Castellani Laura N, Peppler Willem T, Sutton Charles D, Whitfield Jamie, Charron Maureen J, Wright David C
Department of Human Health and Nutritional Sciences, University of Guelph, Guelph, Ontario, Canada.
Departments of Biochemistry, Obstetrics and Gynecology and Women's Health and Medicine (Endocrinology), Albert Einstein College of Medicine, Bronx, NY, USA.
Psychoneuroendocrinology. 2017 Aug;82:38-45. doi: 10.1016/j.psyneuen.2017.05.005. Epub 2017 May 3.
To determine if glucagon is involved in mediating the increase in blood glucose levels caused by the second-generation antipsychotic drug olanzapine.
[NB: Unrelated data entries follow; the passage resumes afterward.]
PR #184, opened 2025-04-30
[Internal] Swift Exception Helper

stevensJourney:
# Overview

We explicitly annotate certain methods in the Kotlin SDK to indicate that they throw `PowerSyncException`s. This allows the Swift SDK to catch these exceptions when a Kotlin method is invoked from Swift.

Catching exceptions in Swift is easy, but it can be tricky to throw Exceptions which should be handled by the Kotlin SDK from the Swift SDK. One cannot throw the SKIEE translated `PowerSyncException`s from Swift code.

This PR introduces a small helper which throws a `PowerSyncException` from Kotlin code. In some situations (unfortunately not all) this makes reporting exceptions from Swift to the Kotlin SDK simple.

See the usage in the Swift SDK:
[Here](https://github.com/powersync-ja/powersync-swift/blob/223c004be120b71382a89c211a162ae647538569/Sources/PowerSync/Kotlin/wrapQueryCursor.swift#L76)
[Here](https://github.com/powersync-ja/powersync-swift/blob/223c004be120b71382a89c211a162ae647538569/Sources/PowerSync/kotlin/PowerSyncBackendConnectorAdapter.swift#L35)


core/src/commonMain/kotlin/com/powersync/PowerSyncException.kt
```diff
@@ -4,3 +4,16 @@ public class PowerSyncException(
...
+ * Helper class designed to bridge SKIEE methods and allow them to throw
+ * `PowerSyncException`. This is necessary because these exceptions cannot
+ * be thrown directly in Swift.
+ *
+ * The class provides a mechanism to handle exceptions in a way that is
+ * compatible with the Swift environment, ensuring proper error propagation
+ * and handling.
+ */
+@Throws(PowerSyncException::class)
+public fun throwPowerSyncException(exception: PowerSyncException): Unit = throw exception
```
simolus3, line 19: Since this will only be used for Swift and nowhere else, can we move this into the `PowerSyncKotlin` project? My understanding is that sources from there would also be considered for SKIEE (but maybe do a local build to validate, if it doesn't work we can keep it here).

simolus3 (commented):
LGTM, just want to check if we can move this to `:PowerSyncKotlin` to hide this from non-Swift clients.

core/src/commonMain/kotlin/com/powersync/PowerSyncException.kt
stevensJourney: That is a very good suggestion! It looks like we can move this to `PowerSyncKotlin`. I did a clean build and was able to use this method in the Swift SDK 🙌

simolus3 (approved):

PR #1007, opened 2022-11-10
*: Add flag to allow skipping stripping of binaries

brancz:
There may be cases where we want to investigate whether there is a problem with re-written binaries, in those cases, it would be handy to have a flag to turn it off.


kakkoyun (approved):
LGTM

v-thakkar (approved):
I think README needs to be updated but otherwise LGTM.

PR #1010, opened 2022-11-10
Improve the agent metrics and add native histograms

metalmatze:
Consolidate the three existing metrics into one metric and differentiate by using different labels. Additionally, track the total amount of profile attempts (by counting the successful attempts) so that we can compute the percentage of errors / successes. 

Fortunately, client_golang 1.14 was released and we already use that version. Hence, I've added two native histograms to track the duration of obtaining histograms and the duration of symbolizing and converting to pprof.


kakkoyun (approved):
LGTM ❤️

PR #1021, opened 2022-11-15
.eh_frame: Pass the right pidtgid to add_stacks

javierhonduco:
In [0] `add_stacks` was modified to accept a u64 containing the tgid and pid in the form of `current_task->tgid << 32 | current_task->pid`, as the `bpf_get_current_pid_tgid` returns, but in the case of the dwarf based unwinder, only the 32 bit value containing the pid was passed

- [0]: Commit https://github.com/parca-dev/parca-agent/commit/3fba1033ce42a64bb53c206d64547dd8b3a5c283

## Test Plan

**Before this PR**
image

**After this PR**

image
image

### DIFF
--- a/bpf/cpu/cpu.bpf.c
+++ b/bpf/cpu/cpu.bpf.c
@@ -380,15 +380,24 @@ static __always_inline stack_unwind_table_t *find_unwind_table(pid_t pid,
   return NULL;
 }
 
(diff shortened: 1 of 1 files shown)


kakkoyun (approved):
LGTM. Thanks for better explanation.

And sorry for breaking things for unwinder.

PR #1022, opened 2022-11-15
buildid: Reduce `elf.Open` calls

marselester:
Hi! In this PR I tried to reduce `elf.Open` calls as mentioned in this issue https://github.com/parca-dev/parca-agent/issues/964.

### DIFF
--- a/internal/pprof/binutils/binutils.go
+++ b/internal/pprof/binutils/binutils.go
@@ -433,10 +433,8 @@ func (b *binrep) openELF(name string, start, limit, offset uint64, relocationSym
 	defer ef.Close()
 
 	buildID := ""
-	if f, err := os.Open(name); err == nil {
-		if id, err := elfexec.GetBuildID(f); err == nil {
-			buildID = fmt.Sprintf("%x", id)
-		}
+	if id, err := elfexec.GetBuildID(ef); err == nil {
+		buildID = fmt.Sprintf("%x", id)
 	}
 
 	var (
--- a/internal/pprof/elfexec/elfexec.go
+++ b/internal/pprof/elfexec/elfexec.go
@@ -118,12 +118,7 @@ func parseNotes(reader io.Reader, alignment int, order binary.ByteOrder) ([]elfN
 //
 // If no build-ID was found but the binary was read without error, it returns
 // (nil, nil).
-func GetBuildID(binary io.ReaderAt) ([]byte, error) {
-	f, err := elf.NewFile(binary)
-	if err != nil {
-		return nil, err
-	}
-
+func GetBuildID(f *elf.File) ([]byte, error) {
 	findBuildID := func(notes []elfNote) ([]byte, error) {
 		var buildID []byte
 		for _, note := range notes {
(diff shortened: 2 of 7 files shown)


internal/pprof/binutils/binutils.go
```diff
@@ -433,10 +433,8 @@ func (b *binrep) openELF(name string, start, limit, offset uint64, relocationSym
 	defer ef.Close()
 
 	buildID := ""
-	if f, err := os.Open(name); err == nil {
-		if id, err := elfexec.GetBuildID(f); err == nil {
-			buildID = fmt.Sprintf("%x", id)
-		}
+	if id, err := elfexec.GetBuildID(ef); err == nil {
```
kakkoyun, line 436: We shouldn't change the code in `internal/pprof`. This is vendored code, and all the changes will be lost when we run the script to update.

internal/pprof/elfexec/elfexec.go
```diff
@@ -118,12 +118,7 @@ func parseNotes(reader io.Reader, alignment int, order binary.ByteOrder) ([]elfN
 //
 // If no build-ID was found but the binary was read without error, it returns
 // (nil, nil).
-func GetBuildID(binary io.ReaderAt) ([]byte, error) {
-	f, err := elf.NewFile(binary)
-	if err != nil {
-		return nil, err
-	}
-
+func GetBuildID(f *elf.File) ([]byte, error) {
```
kakkoyun, line 121: ditto.

pkg/buildid/buildid.go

Whole body glucagon receptor deficient mice (Gcgr) or WT littermate controls were injected with olanzapine (5mg/kg BW IP) and changes in blood glucose measured over the following 120min. Separate cohorts of mice were treated with olanzapine and changes in pyruvate tolerance, insulin tolerance and whole body substrate oxidation were determined.
Olanzapine treatment increased serum glucagon and lead to rapid increases in blood glucose concentrations in WT mice. Gcgr mice were protected against olanzapine-induced increases in blood glucose but this was not explained by differences in terminal serum insulin concentrations, enhanced AKT phosphorylation in skeletal muscle, adipose tissue or liver or differences in RER. In both genotypes olanzapine induced an equivalent degree of insulin resistance as measured using an insulin tolerance test. Olanzapine treatment led to an exaggerated glucose response to a pyruvate challenge in WT but not Gcgr mice and this was paralleled by reductions in the protein content of PEPCK and G6Pase in livers from Gcgr mice.
Gcgr mice are protected against olanzapine-induced increases in blood glucose. This is likely a result of reductions in liver glucose output, perhaps secondary to decreases in PEPCK and G6Pase protein content. Our findings highlight the central role of the liver in mediating olanzapine-induced disturbances in glucose homeostasis.
确定胰高血糖素是否参与介导第二代抗精神病药物奥氮平引起的血糖水平升高。
给全身胰高血糖素受体缺陷小鼠(Gcgr)或野生型同窝对照小鼠腹腔注射奥氮平(5mg/kg体重),并在接下来的120分钟内测量血糖变化。对另一组小鼠进行奥氮平处理,测定丙酮酸耐受性、胰岛素耐受性和全身底物氧化的变化。
奥氮平处理可使野生型小鼠血清胰高血糖素升高,并导致血糖浓度迅速升高。Gcgr小鼠对奥氮平诱导的血糖升高具有抵抗力,但这并非由终末血清胰岛素浓度差异、骨骼肌、脂肪组织或肝脏中AKT磷酸化增强或呼吸商差异所解释。在两种基因型小鼠中,通过胰岛素耐受性试验测得奥氮平诱导的胰岛素抵抗程度相当。奥氮平处理导致野生型小鼠而非Gcgr小鼠对丙酮酸刺激的血糖反应过度,且Gcgr小鼠肝脏中磷酸烯醇式丙酮酸羧激酶(PEPCK)和葡萄糖-6-磷酸酶(G6Pase)蛋白含量降低与此平行。
Gcgr小鼠对奥氮平诱导的血糖升高具有抵抗力。这可能是肝脏葡萄糖输出减少的结果,可能继发于PEPCK和G6Pase蛋白含量降低。我们的研究结果突出了肝脏在介导奥氮平引起的葡萄糖稳态紊乱中的核心作用。